The view rolls uninterrupted all the way to Homolje, with the road to the Monastery Gornjak leading along Mlava and past the famous restaurant with a trout farm, “Kod Rajka”. Situated right on the riverbank, it provides a morsel of trout that was snatched from the river just moments before it landed on the grill. Those tourists that prefer to spend a day at Ladne Vode, one of a dozen embanked cold springs rushing from Homolje to Mlava, will have an equally good experience of food and drink. This location is where about 5000 bikers from Europe will gather once again this summer, for a bikers’ music festival. A view of the cliffs, to the Monastery of Annunciation carved into the mountain side, takes us back to Middle Ages when monks, hiding from Turks, recorded all the events in Serbia at the time. They took refuge in the stone-carved secret rooms from the Monastery of Gorjak, the legacy of Prince Lazar Hrebeljanovic, which stands tall above the area, like some guardian of space and time. In the century old forests, the Monastery Gornjak fills the visitor with awe at its beauty, a sentry watching the ravine of the same name.

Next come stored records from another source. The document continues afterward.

PR #19306, opened 2020-12-14
[FEATURE strict-mode] Enable classic component usage in strict mode

pzuraq:
Previously classic components were not possible to use in strict mode,
since there was no way to pass the owner to them as they were not
resolved with the factory system. This refactor fixes this by using the
new owner API, which passes the owner into the `create` hook of
component managers. In addition, makes the `renderer` property of views
a standard injection that is lazy, so we are no longer injecting it via
the implicit injection API.

Release notes for Glimmer VM: https://github.com/glimmerjs/glimmer-vm/releases/tag/v0.70.0


packages/@ember/-internals/glimmer/lib/setup-registry.ts
```diff
@@ -39,9 +39,7 @@ export function setupApplicationRegistry(registry: Registry): void {
   registry.register(P`template:-root`, RootTemplate as any);
   registry.injection('renderer', 'rootTemplate', P`template:-root`);
 
-  registry.register('renderer:-dom', InteractiveRenderer);
-  registry.register('renderer:-inert', InertRenderer);
-
+  registry.register('renderer:-main', Renderer);
```
rwjblue, line 42:
```suggestion
  registry.register('renderer:-dom', Renderer);
```

https://emberobserver.com/code-search?codeQuery=renderer%3A-dom

rwjblue (approved):

PR #19308, opened 2020-12-15
[DOC release] Use correct class declaration

mrloop:
Use `extends` when extending `Route` class.


locks (approved):
Very well spotted! Thanks for the help.

PR #19309, opened 2020-12-15
[FEATURE dynamic-helper-and-modifier] Add dynamic helper usage

pzuraq:
Adds the ability to use dynamic helper based on either helper definitions directly, or currying helpers with the `(helper)` keyword. Also adds a canary flag for this feature.


packages/ember-template-compiler/lib/plugins/transform-component-invocation.ts
```diff
@@ -172,21 +172,13 @@ function isInlineInvocation(
 }
 
 function isIllegalName(node: AST.PathExpression, hasLocal: (k: string) => boolean): boolean {
-  return isThisPath(node) || isDotPath(node) || isNamedArg(node) || isLocalVariable(node, hasLocal);
```
rwjblue, line 175: Just to confirm, removing `isThisPath` here because you are now allowed to have this paths in the VM, right?

rwjblue (commented):
Overall seems good!

We need address the gap in helper invocation (even without the `(helper` helper, you could be exposed to issues with the AST transform that rewrites `{{foo.bar 'bat'}}` to `{{component foo.bar 'bat'}}`).

pzuraq:
We were able to fix the issue with component transforms upstream and avoid it altogether, we can remove the transform entirely now 😄

rwjblue (approved):

PR #19317, opened 2020-12-18
Updates the VM in order to upstream built-ins

pzuraq:
Updates to to the latest VM version, and upstreams various built-in
keywords and modifiers. The majority of tests have been kept, but tests
which tested assertions have been removed as equivalent tests exist in
Glimmer VM now, and they introduce extra overhead without increasing
test coverage.

Release notes for the VM: https://github.com/glimmerjs/glimmer-vm/releases/tag/v0.73.0


rwjblue (approved):

Alonski:
Wanted to say that this changed causes an "issue" with the docs where they no longer point to the actual source code for various things, for example built in helpers.
Docs for fn helper: https://api.emberjs.com/ember/4.4/classes/Ember.Templates.helpers/methods/fn?anchor=fn
Clicking to the source (Defined in) takes me to: 
https://github.com/emberjs/ember.js/blob/v4.4.2/packages/%40ember/-internals/glimmer/lib/helpers/fn.ts#L5
Which isn't correct. That is "just" the types.
The source is now here:
https://github.com/glimmerjs/glimmer-vm/blob/master/packages/@glimmer/runtime/lib/helpers/fn.ts

PR #19322, opened 2020-12-22
Fix description of issue around toggleProperty

### LINKED ISSUE #19323: [Documentation] Note about toggleProperty in documentation of Controller queryParam is misleading
### 📙 Describe the Issue
Reference to `toggleProperty` in Controller queryParam documentation is confusing, and misdescribes the actual issue.

### 🔬 Minimal Reproduction
The phrase here: "By default, Ember coerces query parameter values using toggleProperty. This behavior may lead to unexpected results."
https://api.emberjs.com/ember/3.23/classes/Controller/properties/queryParams?anchor=queryParams

### 😕 Actual Behavior
This implies that Ember does something to queryParams with `toggleProperty` by default. After going through commit history I found the original issue that led to this documentation: https://github.com/emberjs/ember.js/issues/13686

From my reading of this issue, the problem is not that Ember does _anything_ with `toggleProperty` by default, but rather that Ember (reasonably) parses query parameters as strings by default. The issue is that if that a query parameter is toggled with `toggleProperty` (intentionally, by the end-user), _then_ there may be unexpected behavior because the property was interpreted as a string. This is totally different from what the documentation implies.

Recent documentation has made the default-string behavior clear, but still retains this strange note about "coercing using toggleProperty", which does not describe anything that is happening.

### 🤔 Expected Behavior
I have only briefly read through the related issues, but I've created #19322 that reflects my understanding of the gotcha, and I think is much improved over the original. If possible, this should be backported to previous versions, as it is relevant to as far back as the less-clear documentation was introduced.

cincodenada:
The original description was unclear, but implied a totally different problem was at hand. This fixes #19323

### DIFF
--- a/packages/@ember/-internals/routing/lib/ext/controller.ts
+++ b/packages/@ember/-internals/routing/lib/ext/controller.ts
@@ -15,7 +15,7 @@ ControllerMixin.reopen({
     the values of these query parameters to the variables
     `this.category` and `this.page`.
 
-    By default, query parameters are parsed and treated as strings. This
+    By default, query parameters are parsed as strings. This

It was named after a wind, and from the time of its completion in 1380, it has uninterruptedly served as a home for its monks. The oldest preserved churches are the church consecrated to the Presentation of the Blessed Virgin Mary and a small chapel consecrated to St. Nicolas, home to the most interesting frescoes. High along a cliff is a cave, the monastic cell of St. Gregory of Sinai, who founded the monastery and whose remains seem to be keeping a watch over this wondrous place. Gornjak is also famous for the tale of the medicinal waters of Djurdjevdan (St. George’s day), which only flow on this great holiday, causing long lines of vehicles, coming from all parts of the country, to wind up the roads to this place, which becomes as busy as a beehive. Built in the rock cliff of a ravine, at first the monastery was known as Zdrelo, which is also the name of the nearby village and famous spa RUC – Zdrelo.
photo: Ivan Strahinić
This is a true tourist hive. During a search for deposits of coal, so abundant in this area, medicinal hot water sprang from the bowels of the earth in 1986. For a long time, people would come to bathe in it and cover themselves in mud, as both were used with great success for therapeutic purposes. The water flowed freely into Mlava for years, before the family of Dragisa Milojevic, returning from Switzerland where they worked for many years and picked up on all the secrets and skills of high-end tourism, decided to turn things around. They merged the modern and the traditional into a tourist facility; they formed a market for the beekeepers of Kamenovo, but also the residents of nearby villages and their products, souvenirs…
Business and relaxation, melded into one, and the news of it travelled all the way to France, Italy, Germany, Bulgaria, from where it has attracted visitors… The central facility of this all-seasons aqua park with pools of thermal mineral water is the “Castle”, which takes the guests of the wellness and spa centre back into Roman and Byzantine times. The national restaurant holds true to the promise of its name, with a menu filled with healthy food from the farms of the Milojevic family, who surprise their guests with free salads. In RUC Zdrelo, whether they are staying there or not, the visitors will always be served with a glass of grape rakija – Loza – or cherry rakija, a glass of red or white wine from the family cellars, regardless of the time of day. The massive inflow of tourists to the aqua park had an impact on the entire area, with the development of small hotels and B&Bs, as well as numerous restaurants on the banks of streams rushing from Homolje, cutting across the plains on their swift journey to Mlava, which will take them all the way to Danube.